** Opening Data for this task block **
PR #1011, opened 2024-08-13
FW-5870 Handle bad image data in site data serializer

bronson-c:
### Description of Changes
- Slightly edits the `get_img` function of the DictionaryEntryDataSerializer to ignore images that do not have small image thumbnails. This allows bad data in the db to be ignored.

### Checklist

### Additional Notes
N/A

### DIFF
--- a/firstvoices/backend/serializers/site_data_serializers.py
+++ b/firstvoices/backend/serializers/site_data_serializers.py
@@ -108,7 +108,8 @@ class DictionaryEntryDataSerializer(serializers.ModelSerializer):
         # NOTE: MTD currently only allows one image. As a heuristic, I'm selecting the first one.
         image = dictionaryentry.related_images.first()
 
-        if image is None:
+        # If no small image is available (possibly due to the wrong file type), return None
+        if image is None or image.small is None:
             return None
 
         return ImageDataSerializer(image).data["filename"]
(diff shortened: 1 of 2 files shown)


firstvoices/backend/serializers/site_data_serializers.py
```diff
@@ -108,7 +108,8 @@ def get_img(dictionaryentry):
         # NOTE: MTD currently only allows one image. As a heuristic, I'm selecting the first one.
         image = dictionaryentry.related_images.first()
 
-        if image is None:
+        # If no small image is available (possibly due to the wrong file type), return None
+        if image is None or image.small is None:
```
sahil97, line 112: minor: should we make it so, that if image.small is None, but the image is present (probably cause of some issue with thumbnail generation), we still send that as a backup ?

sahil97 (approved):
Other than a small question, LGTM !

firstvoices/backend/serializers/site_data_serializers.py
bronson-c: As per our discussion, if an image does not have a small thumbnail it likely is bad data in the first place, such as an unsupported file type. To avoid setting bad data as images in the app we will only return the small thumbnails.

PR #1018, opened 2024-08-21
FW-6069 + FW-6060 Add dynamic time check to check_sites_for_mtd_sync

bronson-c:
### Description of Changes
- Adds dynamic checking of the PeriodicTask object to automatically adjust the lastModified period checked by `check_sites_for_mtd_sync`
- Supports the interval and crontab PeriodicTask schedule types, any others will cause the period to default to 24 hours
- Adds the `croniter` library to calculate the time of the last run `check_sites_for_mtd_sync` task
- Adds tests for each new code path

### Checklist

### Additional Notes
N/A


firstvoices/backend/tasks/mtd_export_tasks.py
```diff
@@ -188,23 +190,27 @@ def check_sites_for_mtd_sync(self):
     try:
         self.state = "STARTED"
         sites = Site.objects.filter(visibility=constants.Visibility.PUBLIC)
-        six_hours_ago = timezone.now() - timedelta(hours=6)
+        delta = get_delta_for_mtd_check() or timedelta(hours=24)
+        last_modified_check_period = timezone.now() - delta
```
** Closing Data for this task block **
» **Prompt**
In full, transcribe each entry of the material exactly.

» **Worked solution**
PR #1011, opened 2024-08-13
FW-5870 Handle bad image data in site data serializer

bronson-c:
### Description of Changes
- Slightly edits the `get_img` function of the DictionaryEntryDataSerializer to ignore images that do not have small image thumbnails. This allows bad data in the db to be ignored.

### Checklist

### Additional Notes
N/A

### DIFF
--- a/firstvoices/backend/serializers/site_data_serializers.py
+++ b/firstvoices/backend/serializers/site_data_serializers.py
@@ -108,7 +108,8 @@ class DictionaryEntryDataSerializer(serializers.ModelSerializer):
         # NOTE: MTD currently only allows one image. As a heuristic, I'm selecting the first one.
         image = dictionaryentry.related_images.first()
 
-        if image is None:
+        # If no small image is available (possibly due to the wrong file type), return None
+        if image is None or image.small is None:
             return None
 
         return ImageDataSerializer(image).data["filename"]
(diff shortened: 1 of 2 files shown)


firstvoices/backend/serializers/site_data_serializers.py
```diff
@@ -108,7 +108,8 @@ def get_img(dictionaryentry):
         # NOTE: MTD currently only allows one image. As a heuristic, I'm selecting the first one.
         image = dictionaryentry.related_images.first()
 
-        if image is None:
+        # If no small image is available (possibly due to the wrong file type), return None
+        if image is None or image.small is None:
```
sahil97, line 112: minor: should we make it so, that if image.small is None, but the image is present (probably cause of some issue with thumbnail generation), we still send that as a backup ?

sahil97 (approved):
Other than a small question, LGTM !

firstvoices/backend/serializers/site_data_serializers.py
bronson-c: As per our discussion, if an image does not have a small thumbnail it likely is bad data in the first place, such as an unsupported file type. To avoid setting bad data as images in the app we will only return the small thumbnails.

PR #1018, opened 2024-08-21
FW-6069 + FW-6060 Add dynamic time check to check_sites_for_mtd_sync

bronson-c:
### Description of Changes
- Adds dynamic checking of the PeriodicTask object to automatically adjust the lastModified period checked by `check_sites_for_mtd_sync`
- Supports the interval and crontab PeriodicTask schedule types, any others will cause the period to default to 24 hours
- Adds the `croniter` library to calculate the time of the last run `check_sites_for_mtd_sync` task
- Adds tests for each new code path

### Checklist

### Additional Notes
N/A


firstvoices/backend/tasks/mtd_export_tasks.py
```diff
@@ -188,23 +190,27 @@ def check_sites_for_mtd_sync(self):
     try:
         self.state = "STARTED"
         sites = Site.objects.filter(visibility=constants.Visibility.PUBLIC)
-        six_hours_ago = timezone.now() - timedelta(hours=6)
+        delta = get_delta_for_mtd_check() or timedelta(hours=24)
+        last_modified_check_period = timezone.now() - delta
```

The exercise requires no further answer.